Your goal »
Lift out each line of the data that holds "RadioGroupProps".

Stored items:
PR #14, opened 2017-07-11
<TreeView /> - Stage 1

liorzisman:


demo/tree-view-demo.tsx
```diff
@@ -0,0 +1,45 @@
+import * as React from 'react';
+import { TreeView } from '../src';
+import { TreeItemData } from '../src/components/tree-view/tree-view';
+
+interface TreeViewDemoState {
```
Ta4i: `type` suits better for State than `interface`. `interface` should be implemented, but `type` just describing a structure (shape) of an object.

Ta4i: Same for Props

test/components/tree-view.spec.tsx
```diff
@@ -0,0 +1,109 @@
...
+import { TreeViewDemo, treeData } from '../../demo/tree-view-demo';
+import { TreeItemData } from '../../src/components/tree-view/tree-view';
+
+const treeView = 'TREE_VIEW';
+const treeItem = 'TREE_ITEM';
+
+const noop = (item: Object) => false;
+
+function getLabelsList(data: {label: string, children?: Object[]}): string[] {
+    return [data.label].concat(...(data.children || []).map(getLabelsList));
```
Ta4i: It's easier to read chaining if write it like this:
```
[data.label]
    .concat(...(data.children || [])
    .map(getLabelsList))
```

demo/tree-view-demo.tsx
tobich: I have to say that this is being actively contested on the slack. :-) `interface` is ok, until proven otherwise.

demo/tree-view-demo.tsx
```diff
@@ -0,0 +1,45 @@
+import * as React from 'react';
```
tobich: Let's replicate the `src/**` structure, do this should be in `/demo/components`

demo/tree-view-demo.tsx
```diff
@@ -0,0 +1,45 @@
...
+import { TreeView } from '../src';
+import { TreeItemData } from '../src/components/tree-view/tree-view';
+
+interface TreeViewDemoState {
+    selectedItem: Object;
+}
+
+export const treeData: TreeItemData[] = [
```
tobich: Please make the demo more accessible to us humans. It can be more tree-ish. Yes, one level of children is technically a tree. BUT. Let your creative self unhinge itself for the common good. 'label0'? We humans look for meaning. Draw inspiration from the beautiful world around us! Add some layer to your tree! Let it bloom!

src/components/tree-view/tree-view.css
```diff
@@ -0,0 +1,4 @@
+[data-selected="true"] {
+    background-color: red;
```
tobich: Please, this is default. It burned both of my retinas. Also, add indention to the children. Pretty please.

demo/tree-view-demo.tsx
tobich: The demo is base of documentation. It's not just some sample skizza on the side. Let the selected item influence something in the demo gui. Think about the children.

src/components/tree-view/tree-view.tsx
```diff
@@ -0,0 +1,60 @@
...
+            {(item.children || []).map((child: TreeItemData) =>
+                itemRenderer({item: child, onItemClick, itemRenderer, isSelected}))}
+        </div>
+    )
+}
+
+export class TreeView extends React.Component<TreeViewProps, {}>{
+    static defaultProps = { itemRenderer: TreeItem, onSelectItem: () => {} };
+
+    isSelected(item: TreeItemData) {
```
tobich: Make it property with arrow function and you don't need bind...

test/components/tree-view.spec.tsx
```diff
@@ -0,0 +1,109 @@
...
+    function getTreeItem(id: string) {
+        return `${treeItem}_${id}`;
+    }
+
+    it('renders a tree view with a few children, clicks ones of then', async () => {
+        const { select, waitForDom } = clientRenderer.render(<TreeViewDemo />);
+
+        await waitForDom(() => expect(select(treeView + '_DEMO')).to.be.present());
+
+        const allNodesLabels = treeData.map(getLabelsList).reduce((prev, next) => [...prev, ...next]);
```
tobich: Let's have one function returning `allNodesLabel` to make the test more readable.

test/components/tree-view.spec.tsx
```diff
@@ -0,0 +1,109 @@
...
+        await waitForDom(() => allNodesLabels.forEach(item =>
```
tobich: I believe this assert series should be actually on "Using default renderer"/"renders to the screen".
If you create more interactive demo (some affect on some GUI/label/etc.) you can test that in the component test.

test/components/tree-view.spec.tsx
```diff
@@ -0,0 +1,109 @@
...
+            });
+
+            it('invokes onClick when clicked', () => {
+                const onClick = sinon.spy();
+                const { select } = clientRenderer.render(<TreeItem item={item} itemRenderer={TreeItem}
+                                                                   onItemClick={onClick} isSelected={noop}/>);
+
+                simulate.click(select(getTreeItem(item.label)));
+
+                return waitFor(() => expect(onClick).to.have.been.calledOnce);
```
tobich: It should also check that it passes the data item

tobich: I miss the test that item renderer renders children as well.

demo/tree-view-demo.tsx
```diff
@@ -0,0 +1,45 @@
...
+
+    constructor() {
+        super();
+        this.state = {
+            selectedItem: {}
+        };
+    }
+
+    onSelectItem = (item: Object) => {
+        this.setState({selectedItem: item});
```
tobich: We have mobx now! No need for setState.

demo/tree-view-demo.tsx
liorzisman: Right! Will have that in mind, make data meaningful and overall make the demo better like we discussed

src/components/tree-view/tree-view.css
liorzisman: greatly improved all visuals of the demo

src/components/tree-view/tree-view.tsx
liorzisman: changed into an arrow function

test/components/tree-view.spec.tsx
liorzisman: fixed nesting of chained methods

test/components/tree-view.spec.tsx
liorzisman: done

test/components/tree-view.spec.tsx
liorzisman: as i made demo more meaningful, the rendering to screen is properly tested in the component test, so i removed the 'renders to screen' test.

test/components/tree-view.spec.tsx
liorzisman: i think i have it covered in 'renders correct children' for the TreeView / Using default renderer, but just in case someone decides to use the tree item by itself, adding the test for the children

demo/tree-view-demo.tsx
liorzisman: done

src/components/tree-view/tree-view.css
```diff
@@ -0,0 +1,17 @@
+.tree-view {
```
liorzisman: i put the styling inside the component css and not the demo because they are probably the minimal thing for the component to actually look like a tree

test/components/tree-view.spec.tsx
```diff
@@ -0,0 +1,117 @@
...
+            const { select } = clientRenderer.render(<TreeView dataSource={treeData} onSelectItem={onSelectItem}/>);
+
+            const firstNodeChildren = treeData[0].children;
+
+            const nodeLabelToClick = getTreeItem(firstNodeChildren![1].label);
+
+            simulate.click(select(nodeLabelToClick));
+
+            return waitFor(() => {
+                expect(onSelectItem).to.have.been.calledOnce;
```
liorzisman: i actually check that as well (with the assert that the clicked element got the data-selected=true attirbute

Issue #24, opened 2017-07-13
TreeView optimization


tobich:
The way TreeView handles TreeItem state (selected, collapsed/expanded in the future) should be handled differently so that the number of renders is minimized. For example, selecting an item should re-render just the previously and newly selected items.

tobich:
https://github.com/wix/wix-react-components/issues/24

PR #25, opened 2017-07-13
Improving <TreeView /> Rendering Performances

liorzisman:
Resolves issue #24


src/components/tree-view/tree-view.tsx
```diff
@@ -25,37 +28,69 @@ export interface TreeViewProps {
...
-export function TreeItem({ item, itemRenderer, onItemClick, isSelected }: TreeItemProps): JSX.Element {
+export function TreeItem({ item, itemRenderer, onItemClick, stateMap, state }: TreeItemProps): JSX.Element {
+    const itemLabel = item.label.replace(' ', '_');
     return (
-        <div key={item.label}>
-            <div data-automation-id={`${itemIdPrefix}_${item.label.replace(' ', '_')}`} className={style['tree-node']}
-                 onClick={() => onItemClick!(item)} data-selected={isSelected(item)}>
-                <span data-automation-id={`${itemIdPrefix}_${item.label}_ICON`}>&gt; </span>
-                <span data-automation-id={`${itemIdPrefix}_${item.label}_LABEL`}>{item.label}</span>
+        <div key={itemLabel}>
```
tobich: SOmething better for unique id, like index

src/components/tree-view/tree-view.tsx
```diff
@@ -25,37 +28,69 @@ export interface TreeViewProps {
...
+            <div data-automation-id={`${itemIdPrefix}_${itemLabel}`} className={style['tree-node']}
+                 onClick={() => onItemClick!(item)} data-selected={ !!state && state!.isSelected }>
```
tobich: Do not submit to the tests!

src/components/tree-view/tree-view.tsx
```diff
@@ -25,37 +28,69 @@ export interface TreeViewProps {
...
+
+    initStateMap(data: Object[] = []) {
+        data.forEach((item: TreeItemData) => {
+            this.stateMap.set(item, observable({ isSelected: false }));
+            this.initStateMap(item.children || []);
+        });
+    }
+
+    componentDidMount() {
+        autorun(() => { if (this.props.selectedItem) this.stateMap.get(this.props.selectedItem)!.isSelected = true; });
```
tobich: formatting pls

liorzisman: done

src/components/tree-view/tree-view.tsx
liorzisman: Forced tests under my will

src/components/tree-view/tree-view.tsx
liorzisman: changed to use the index of the child

test/components/tree-view.spec.tsx
```diff
@@ -19,20 +17,35 @@ function getAllNodeLabels(treeData: Object[]) {
...
     }
+    const item = { label: 'label' };
+    const nestedItem: TreeItemData = treeData[0].children![1];
+
+    const state: TreeItemState = { isSelected: false };
+    const stateMap: StateMap = new Map<TreeItemData, TreeItemState>();
+
+    initStateMap(treeData, stateMap);
+
+    const allNodesLabels = getAllNodeLabels(treeData);
```
JoMarton: allNodesLabels is of what type? also type the getAllNodeLabels function...

test/components/tree-view.spec.tsx
```diff
@@ -19,20 +17,35 @@ function getAllNodeLabels(treeData: Object[]) {
...
 
     it('renders a tree view with a few children, clicks ones of then', async () => {
```
JoMarton: clicks one of them?

test/components/tree-view.spec.tsx
```diff
@@ -41,7 +54,23 @@ describe('<TreeView />', () => {
         simulate.click(elementToSelect);
 
         return waitForDom(() => expect(elementToSelect).to.have.attr('data-selected', 'true'));
```
JoMarton: This outcome seems to me like testing implementation... If there's a way to test more behavior that's great.

test/components/tree-view.spec.tsx
```diff
@@ -2,13 +2,11 @@ import * as React from 'react';
 import { expect, ClientRenderer, sinon, simulate, waitFor } from 'test-drive-react';
 import { TreeView, TreeItem } from '../../src';
 import { TreeViewDemo, treeData } from '../../demo/components/tree-view-demo';
```
JoMarton: I have a bad feeling about mixing the treeData from the demo with unit tests. I think it should be separated for finer control of tests

src/components/tree-view/tree-view.tsx
```diff
@@ -25,37 +28,77 @@ export interface TreeViewProps {
...
+export interface TreeItemState {
+    isSelected: boolean;
+}
+
+export type StateMap = Map<TreeItemData, TreeItemState>;
+
 const itemIdPrefix = 'TREE_ITEM';
 
-export function TreeItem({ item, itemRenderer, onItemClick, isSelected }: TreeItemProps): JSX.Element {
+export function TreeItem({ item, itemRenderer, onItemClick, stateMap, state }: TreeItemProps): JSX.Element {
```
JoMarton: for stateless functional comps I myself used ```const TreeItem: React.SFC<TreeItemProps> = (props) => {}``` . I'm not too opinionated about it but let's decide on what seems more expressive?

VKobeliatsky: in this case if we use `const TreeItem: React.StatelessComponent<TreeItemProps>` there would be no need to extend `TreeItemProps` with `React.Attributes` and no need to type the arguments

src/components/tree-view/tree-view.tsx
```diff
@@ -25,37 +28,77 @@ export interface TreeViewProps {
...
+    stateMap: StateMap = new Map<TreeItemData, TreeItemState>();
+
+    constructor(props: TreeViewProps) {
+        super(props);
+        this.initStateMap(props.dataSource);
+    }
+
+    initStateMap(data: Object[] = []) {
+        data.forEach((item: TreeItemData) => {
+            this.stateMap.set(item, observable({ isSelected: false }));
```
JoMarton: is this relevant? https://mobx.js.org/refguide/map.html

liorzisman: need `observable` elements, not the map itself.
also, this map states `only strings are accepted as keys.` while we need to use object references as keys.

src/components/tree-view/tree-view.tsx
liorzisman: @JoMarton i prefer this flavour as it reflects the nature of a functional component, in my opinion.

@VKobeliatsky i extends with `React.Attributes` because i need to play a `key` when i create the elements.

test/components/tree-view.spec.tsx
liorzisman: i agree, but right now i have no definition for how a selected element should look like, so i cannot assert that.

test/components/tree-view.spec.tsx
liorzisman: will fix the typo :)

test/components/tree-view.spec.tsx
liorzisman: will type

test/components/tree-view.spec.tsx
liorzisman: right

liorzisman:
@tobich please re-review

src/components/tree-view/tree-view.tsx
```diff
@@ -13,65 +12,91 @@ export interface TreeItemData {
...
+                 onClick={() => onItemClick!(item)} data-selected={ state!.isSelected }>
+                <span data-automation-id={`${itemIdPrefix}_${itemLabel}_ICON`}>&gt; </span>
+                <span data-automation-id={`${itemIdPrefix}_${itemLabel}_LABEL`}>{item.label}</span>
             </div>
             <div className="nested-tree">
-                {(item.children || []).map((child: TreeItemData) =>
-                    itemRenderer({ item: child, onItemClick, itemRenderer, isSelected })
-                )}
+                {(item.children || []).map((child: TreeItemData, index: number) =>
+                    React.createElement(itemRenderer as React.ComponentClass<TreeItemProps>,
```
tobich: I suggest using unified JSX notation

liorzisman: done

PR #27, opened 2017-07-16
Radio Group

### LINKED ISSUE #9: RadioGroup & RadioButton
```tsx
<RadioGroup value={this.myValue} onChange={value => this.myValue = value}>
    <RadioButton value="gorilla" />
    <RadioButton value="chimp" />
</Radio>
```

danielstro:
closes #9


src/components/radio-group/radio-group.tsx
```diff
@@ -0,0 +1,138 @@
+import React = require('react');
+import {EventHandler, ReactElement, SyntheticEvent} from "react";
+import {observable, action} from 'mobx';
+import {observer} from 'mobx-react';
+const style = require('./radio-group.css');
+
+export interface RadioGroupProps {
+    children: JSX.Element[];
```
VKobeliatsky: there's no need to have `children` here since React automatically adds children to props

src/components/radio-group/radio-group.tsx
```diff
@@ -0,0 +1,138 @@
...
+                    if (React.isValidElement(child) && child.type === RadioButton) {
+                        const props = {automationId: 'RADIO_BUTTON_' + index, checked: this.checkedArray[index].checked, onClick: this.childrenOnClick(index), location: this.props.location, name: this.name};
+                        return React.cloneElement(child as ReactElement<any>, props);
+                    }
+                })}
+            </div>);
+    }
+}
+
+export interface RadioButtonProps {
```
VKobeliatsky: I suggest that `RadioButton` `value` and `label` should be different props.

src/components/radio-group/radio-group.tsx
```diff
@@ -0,0 +1,138 @@
...
+let counter = 0;
+
+export interface RadioState {
+    checked: boolean;
+}
+
+@observer
+export class RadioGroup extends React.Component<RadioGroupProps, {}> {
+    name: string;
+    checkedArray: Array<RadioState>;
```
VKobeliatsky: If I understand it right, `input type="radio"` suggests exactly one selected value in the group, so why array?

src/components/radio-group/radio-group.tsx
danielstro: This here to prevent typescript errors. If I remove it, it complains whenever I use props.children.

src/components/radio-group/radio-group.tsx
danielstro: Yeah, we thought about this, and we might change it in the future

src/components/radio-group/radio-group.tsx
VKobeliatsky: Strange. Since you use it as in `class RadioGroup extends React.Component<RadioGroupProps, {}>` it should be fine.

demo/components/radio-group-demo.tsx
```diff
@@ -0,0 +1,29 @@
...
+
+    @action
+    onChange = (value: string) => {
+        this.myValue = value;
+    };
+
+    render() {
+        return (
+            <div data-automation-id="RADIO_GROUP_DEMO">
+                <RadioGroup onChange={this.onChange}>
```
alisey: And we should have an example of rendering a data source too. And maybe also custom component children.

src/components/radio-group/radio-group.tsx
```diff
@@ -0,0 +1,196 @@
...
+                value.checked = false;
+            });
+            this.checkedArray[index].checked = true;
+            if (this.props.onChange) {
+                this.props.onChange(e);
+            }
+        };
+    }
+
+    createChildren(dataArray: any, isDataSource: boolean) {
```
alisey: Currently this is not easy to understand. I think it would be better to handle dataSource and children in two separate methods. And if want to reuse the props value in both, you can also extract it into a function.

src/components/radio-group/radio-group.tsx
```diff
@@ -0,0 +1,196 @@
...
+            }
+        }
+        return childArray;
+    }
+
+    render() {
+        const dataArray = this.props.children ? this.props.children : this.props.dataSource;
+        let childArray: React.ReactNode[] = [];
+
+        if (this.props.dataSource!.length > 0) {
```
JoMarton: I find it hard at this point to understand the rendering logic. It seems that dataArray prefers children over dataSource if they're provided, yet here it first of all checks for dataSource and populates childArray according to it...

src/components/radio-group/radio-group.tsx
```diff
@@ -0,0 +1,196 @@
...
+            childArray = this.createChildren(this.props.dataSource, true);
+        } else if (React.isValidElement(dataArray)) {
+            childArray.push(dataArray);
+        } else {
+            if (this.props.children) {
+                childArray = this.createChildren(this.props.children, false);
+            }
+        }
+
```
JoMarton: to push the point made by @alisey , It would be better if we had a clear logic to prefer dataSource vs. children, and then maybe have two separate methods to "pack" it to childArray. something like ```childArray = this.props.children ? populateFromChildren(this.props.children) : populateFromDataSource(this.props.dataSource)```

test/components/radio-group.spec.tsx
```diff
@@ -0,0 +1,341 @@
+import React = require('react');
+import {expect, ClientRenderer, simulate, waitFor, sinon} from 'test-drive-react';
+import { RadioButton, RadioGroup } from '../../src'
+import { RadioGroupDemo } from '../../demo/components/radio-group-demo';
+import {changeDependenciesStateTo0} from "mobx/lib/core/derivation";
```
JoMarton: where is this used?

test/components/radio-group.spec.tsx
```diff
@@ -0,0 +1,341 @@
...
+            <RadioGroup onChange={onChange}>
+                <RadioButton value="Leviathan"/>
+                <RadioButton value="Quetzalcoatl"/>
+            </RadioGroup>
+        );
+
+        await waitForDom(() => { expect(select(radioGroup, radioButton + '_1')).to.be.present() });
+        simulate.click(select(radioGroup, radioButton + '_1', 'INPUT'));
+        return waitFor(() => {
+            expect(onChange).to.have.been.calledWithMatch('Quetzalcoatl');
```
JoMarton: maybe add an assertion it was only called once?

demo/components-demo.tsx
```diff
@@ -103,6 +103,7 @@ export class ComponentsDemo extends React.Component<{}, {}>{
                 </table>
             </div>
 
+            <RadioGroupDemo/>
```
danielstro: done

test/components/radio-group.spec.tsx
danielstro: done

demo/components/radio-group-demo.tsx
danielstro: done

src/components/radio-group/radio-group.tsx
```diff
@@ -0,0 +1,196 @@
...
+    static defaultProps = {
+        dataSource: [],
+        location: 'right',
+        disabled: false
+    };
+
+    constructor(props: RadioGroupProps) {
+        super(props);
+        this.checkedArray = [];
+        let flag = true;
```
danielstro: done

src/components/radio-group/radio-group.tsx
```diff
@@ -0,0 +1,196 @@
...
+                if (this.props.children[i].props.checked) {
+                    flag = false;
+                }
+            }
+        } else if(this.props.dataSource) {
+            for (let i = 0; i < this.props.dataSource.length; i++) {
+                this.checkedArray.push(observable({checked: false}));
+            }
+        }
+        this.name = this.props.name ? this.props.name : 'name_' + counter++;
```
danielstro: renamed it to radio_group_ + counter

src/components/radio-group/radio-group.tsx
```diff
@@ -0,0 +1,196 @@
...
+    }
+
+    childrenOnClick(index: number) {
+        return (e: string) => {
```
danielstro: done

src/components/radio-group/radio-group.tsx
```diff
@@ -0,0 +1,216 @@
...
+                data.checked = false;
+            });
+            this.checkedArray[index].checked = true;
+            if (this.props.onChange) {
+                this.props.onChange(value);
+            }
+        };
+    }
+
+    createChildrenFromDataSource() {
```
JoMarton: return type

src/components/radio-group/radio-group.tsx
```diff
@@ -0,0 +1,216 @@
...
+                    location: this.props.location,
+                    name: this.name
+                };
+                childArray.push(React.createElement(RadioButton, props))
+            })
+        }
+        return childArray;
+    }
+
+    createChildren(dataArray: any) {
```
JoMarton: return type

src/components/radio-group/radio-group.tsx
```diff
@@ -0,0 +1,216 @@
...
+
+    render() {
+        const dataArray = this.props.children ? this.props.children : this.props.dataSource;
+        let childArray: React.ReactNode[] = [];
+
+        if (this.props.children) {
+            if (React.isValidElement(dataArray)) {
+                childArray.push(dataArray);
+            } else {
+                if (this.props.children) {
```
JoMarton: line 120 already makes sure `this.props.children` exists

src/components/radio-group/radio-group.tsx
```diff
@@ -0,0 +1,216 @@
...
+                childArray.push(React.cloneElement(data as ReactElement<any>, {key: index,
+                    checked: this.checkedArray[index].checked,
+                    onClick: action(this.childrenOnClick(index))}));
+            }
+        }
+        return childArray;
+    }
+
+    render() {
+        const dataArray = this.props.children ? this.props.children : this.props.dataSource;
```
JoMarton: I don't see the actual need for `dataArray`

Response below »
+export interface RadioGroupProps {
+export class RadioGroup extends React.Component<RadioGroupProps, {}> {
VKobeliatsky: Strange. Since you use it as in `class RadioGroup extends React.Component<RadioGroupProps, {}>` it should be fine.
+    constructor(props: RadioGroupProps) {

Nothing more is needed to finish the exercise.